Дав согласие на брак Рогнеды с Ярославцем, Мстислав испытывал двоякое чувство. С одной стороны, он был польщён, что с ним считаются старшие князья, и в их числе сам великий князь киевский. Теперь, желая породниться, присылая сватов, Святополк вроде бы окончательно мирился с его вокняжением в Новгороде, уступал, приближал его к себе. Кроме того, тесный родственный соуз между двумя сильными властителями мог принести в недалёком будущем великую пользу всей Русской земле. Канут в Лету подозрительность и недоверие, бывшие меж ними ранее, наладятся более прочные торговые пути от Новгорода до Киева и Волыни, а если, не приведи господь, случится на Русь какая напасть, то уж, верно, сваты проще и скорее договорятся о совместных ратях.

Но наряду с тем Мстислав с горечью и тревогой думал о маленькой своей дочери. Будет ли счастлива она с таким мужем, как Ярославец? Ведь известен он был доселе на Руси лишь распутством и звериной жестокостью. Даже прозвище получил – Бесен. Так именовали его угры из свиты первой покойной жены. Правда, в последние годы сумел сын Святополка выказать ещё и доблесть воинскую – сначала ходил в поход вместе с другими князьями на половцев, а после покорил и наложил дань на ятвягов[189]. Уже более десяти лет, с отрочества, сидел этот князь во Владимире-на-Волыни, под крылышком отца, где не имел никаких особых забот и проводил время в пирах и охотах.

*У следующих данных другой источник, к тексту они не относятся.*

PR #60, opened 2017-10-16
1) added better messaging around NotFoundExceptions and 2) gracefully…

bsmithvt:
… handle case in user search API where deleted group is mapped to a valid role

### DIFF
--- a/Fabric.Authorization.API/Services/IdentitySearchService.cs
+++ b/Fabric.Authorization.API/Services/IdentitySearchService.cs
@@ -63,7 +63,6 @@ namespace Fabric.Authorization.API.Services
 
             if (groupIds.Count == 0)
             {
-                _logger.Debug("groupIds is empty - returning empty result set.");
                 return new FabricAuthUserSearchResponse
                 {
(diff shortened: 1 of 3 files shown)


Fabric.Authorization.API/Services/IdentitySearchService.cs
```diff
@@ -74,9 +73,15 @@ public class IdentitySearchService
...
-                var group = await _groupService.GetGroup(groupId, request.ClientId);
-                groupEntities.Add(group);
+                try
+                {
+                    var group = await _groupService.GetGroup(groupId, request.ClientId);
+                    groupEntities.Add(group);
+                }
+                catch (NotFoundException<Group> ex)
+                {
+                    _logger.Error($"{ex.Message} (Group is mapped to at least 1 valid role)");
```
kpaul: is this error message correct? 

>  (Group is mapped to at least 1 valid role)

bsmithvt: @kpaul, yes, the query above gets all valid roles owned by the client and pulls the Groups out of those roles.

Не обладал Ярославец умом и хитростью, был буен в гневе, несдержан, ни в чём никому не хотел уступать, из-за мелочи мог затеять ссору. Державные дела его не влекли – отец да бояре правили за него Волынью.

И вот теперь он – Мстиславов зять! Рогнеда, родная кровиночка, должна будет разделить брачное ложе с этим развратником и глупцом! О Господи!